Saved data entries
--- START ---
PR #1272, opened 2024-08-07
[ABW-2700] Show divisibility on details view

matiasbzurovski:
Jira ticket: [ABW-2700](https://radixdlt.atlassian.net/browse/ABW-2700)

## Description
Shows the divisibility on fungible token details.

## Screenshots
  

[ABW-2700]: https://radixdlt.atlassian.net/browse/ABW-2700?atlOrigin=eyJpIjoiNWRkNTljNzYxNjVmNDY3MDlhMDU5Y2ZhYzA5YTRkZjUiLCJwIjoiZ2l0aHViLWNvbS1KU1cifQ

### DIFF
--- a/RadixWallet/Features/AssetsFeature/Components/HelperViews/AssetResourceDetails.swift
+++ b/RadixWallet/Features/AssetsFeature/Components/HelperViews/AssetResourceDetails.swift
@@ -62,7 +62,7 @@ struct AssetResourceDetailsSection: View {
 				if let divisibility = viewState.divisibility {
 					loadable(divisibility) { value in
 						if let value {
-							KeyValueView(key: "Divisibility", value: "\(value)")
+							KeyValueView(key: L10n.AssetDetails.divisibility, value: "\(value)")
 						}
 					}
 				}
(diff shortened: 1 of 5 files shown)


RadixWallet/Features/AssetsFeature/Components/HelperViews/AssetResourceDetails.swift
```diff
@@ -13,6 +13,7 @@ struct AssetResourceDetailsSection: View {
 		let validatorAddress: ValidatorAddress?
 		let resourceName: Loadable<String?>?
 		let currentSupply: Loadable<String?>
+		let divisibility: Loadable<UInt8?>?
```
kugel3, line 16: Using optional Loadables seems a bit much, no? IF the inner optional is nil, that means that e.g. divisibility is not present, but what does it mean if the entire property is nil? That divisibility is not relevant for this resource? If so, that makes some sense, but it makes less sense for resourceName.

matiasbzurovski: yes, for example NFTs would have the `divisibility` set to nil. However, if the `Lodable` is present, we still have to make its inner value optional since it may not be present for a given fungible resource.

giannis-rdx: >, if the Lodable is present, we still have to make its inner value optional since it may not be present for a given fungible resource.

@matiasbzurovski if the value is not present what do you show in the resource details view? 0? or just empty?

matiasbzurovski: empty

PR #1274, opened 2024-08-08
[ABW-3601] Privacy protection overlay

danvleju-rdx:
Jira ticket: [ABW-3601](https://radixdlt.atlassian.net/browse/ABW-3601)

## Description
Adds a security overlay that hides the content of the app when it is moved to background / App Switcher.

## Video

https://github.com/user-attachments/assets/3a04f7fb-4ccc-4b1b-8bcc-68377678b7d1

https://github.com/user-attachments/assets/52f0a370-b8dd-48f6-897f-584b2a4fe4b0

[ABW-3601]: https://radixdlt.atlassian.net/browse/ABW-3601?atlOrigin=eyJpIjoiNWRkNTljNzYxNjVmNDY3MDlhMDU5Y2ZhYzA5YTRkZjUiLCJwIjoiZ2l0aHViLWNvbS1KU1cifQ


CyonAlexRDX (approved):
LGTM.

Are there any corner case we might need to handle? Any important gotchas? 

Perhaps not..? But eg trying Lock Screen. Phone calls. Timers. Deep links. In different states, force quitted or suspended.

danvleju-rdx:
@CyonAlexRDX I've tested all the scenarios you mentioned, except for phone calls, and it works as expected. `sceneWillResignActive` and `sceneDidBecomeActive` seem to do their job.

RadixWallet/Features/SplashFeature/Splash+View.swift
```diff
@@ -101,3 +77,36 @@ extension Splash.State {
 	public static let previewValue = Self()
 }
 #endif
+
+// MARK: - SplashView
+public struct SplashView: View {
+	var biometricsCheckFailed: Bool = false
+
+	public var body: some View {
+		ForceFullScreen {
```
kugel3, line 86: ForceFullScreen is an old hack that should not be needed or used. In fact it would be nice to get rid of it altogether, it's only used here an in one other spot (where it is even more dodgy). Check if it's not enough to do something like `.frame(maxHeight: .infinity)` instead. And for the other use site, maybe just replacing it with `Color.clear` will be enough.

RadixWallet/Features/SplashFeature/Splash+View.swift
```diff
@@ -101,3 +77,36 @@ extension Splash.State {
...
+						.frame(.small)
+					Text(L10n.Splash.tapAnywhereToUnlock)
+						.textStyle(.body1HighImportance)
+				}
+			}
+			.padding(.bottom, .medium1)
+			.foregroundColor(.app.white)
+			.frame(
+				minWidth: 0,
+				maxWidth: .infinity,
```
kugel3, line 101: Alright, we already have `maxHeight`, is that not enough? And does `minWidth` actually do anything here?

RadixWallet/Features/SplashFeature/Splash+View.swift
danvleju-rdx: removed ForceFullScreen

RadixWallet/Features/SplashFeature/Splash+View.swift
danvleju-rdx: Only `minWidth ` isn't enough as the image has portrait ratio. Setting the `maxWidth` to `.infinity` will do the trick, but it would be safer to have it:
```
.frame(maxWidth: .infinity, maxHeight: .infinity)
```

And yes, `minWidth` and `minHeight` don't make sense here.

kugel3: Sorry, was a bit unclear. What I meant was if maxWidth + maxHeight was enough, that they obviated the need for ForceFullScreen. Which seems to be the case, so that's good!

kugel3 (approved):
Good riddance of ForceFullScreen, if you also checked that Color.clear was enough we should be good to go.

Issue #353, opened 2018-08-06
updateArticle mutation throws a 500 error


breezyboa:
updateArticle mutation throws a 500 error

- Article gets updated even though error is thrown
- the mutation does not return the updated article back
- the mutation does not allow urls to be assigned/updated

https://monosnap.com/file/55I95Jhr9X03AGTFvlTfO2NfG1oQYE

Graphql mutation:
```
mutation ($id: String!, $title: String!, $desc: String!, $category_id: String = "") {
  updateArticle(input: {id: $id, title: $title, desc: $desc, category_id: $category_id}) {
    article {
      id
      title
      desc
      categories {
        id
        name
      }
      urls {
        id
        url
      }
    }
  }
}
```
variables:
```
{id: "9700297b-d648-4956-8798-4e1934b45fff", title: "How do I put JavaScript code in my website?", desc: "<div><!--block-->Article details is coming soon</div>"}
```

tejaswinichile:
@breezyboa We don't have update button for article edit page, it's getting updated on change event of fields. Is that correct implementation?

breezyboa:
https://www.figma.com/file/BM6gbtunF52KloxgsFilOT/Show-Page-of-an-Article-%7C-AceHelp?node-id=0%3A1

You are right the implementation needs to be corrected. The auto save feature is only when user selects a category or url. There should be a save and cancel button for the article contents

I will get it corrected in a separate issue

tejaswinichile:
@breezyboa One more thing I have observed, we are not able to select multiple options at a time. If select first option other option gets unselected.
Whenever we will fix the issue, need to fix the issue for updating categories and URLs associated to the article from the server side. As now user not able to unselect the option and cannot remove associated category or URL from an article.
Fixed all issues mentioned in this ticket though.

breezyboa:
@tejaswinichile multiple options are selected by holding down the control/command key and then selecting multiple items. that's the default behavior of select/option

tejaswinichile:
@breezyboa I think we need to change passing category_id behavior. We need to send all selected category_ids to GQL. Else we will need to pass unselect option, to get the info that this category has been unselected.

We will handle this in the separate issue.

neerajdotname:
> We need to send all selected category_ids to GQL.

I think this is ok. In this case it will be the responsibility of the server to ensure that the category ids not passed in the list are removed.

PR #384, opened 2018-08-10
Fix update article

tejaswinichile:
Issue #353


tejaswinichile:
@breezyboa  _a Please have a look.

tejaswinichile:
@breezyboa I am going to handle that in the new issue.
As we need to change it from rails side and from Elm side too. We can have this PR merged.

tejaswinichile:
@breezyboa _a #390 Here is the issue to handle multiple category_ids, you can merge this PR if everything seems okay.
--- END ---
EXERCISE REQUIREMENTS: Lines holding the word "does" are the answer; copy each one from the records above.

TASK SOLUTION:
kugel3, line 16: Using optional Loadables seems a bit much, no? IF the inner optional is nil, that means that e.g. divisibility is not present, but what does it mean if the entire property is nil? That divisibility is not relevant for this resource? If so, that makes some sense, but it makes less sense for resourceName.
kugel3, line 101: Alright, we already have `maxHeight`, is that not enough? And does `minWidth` actually do anything here?
- the mutation does not return the updated article back
- the mutation does not allow urls to be assigned/updated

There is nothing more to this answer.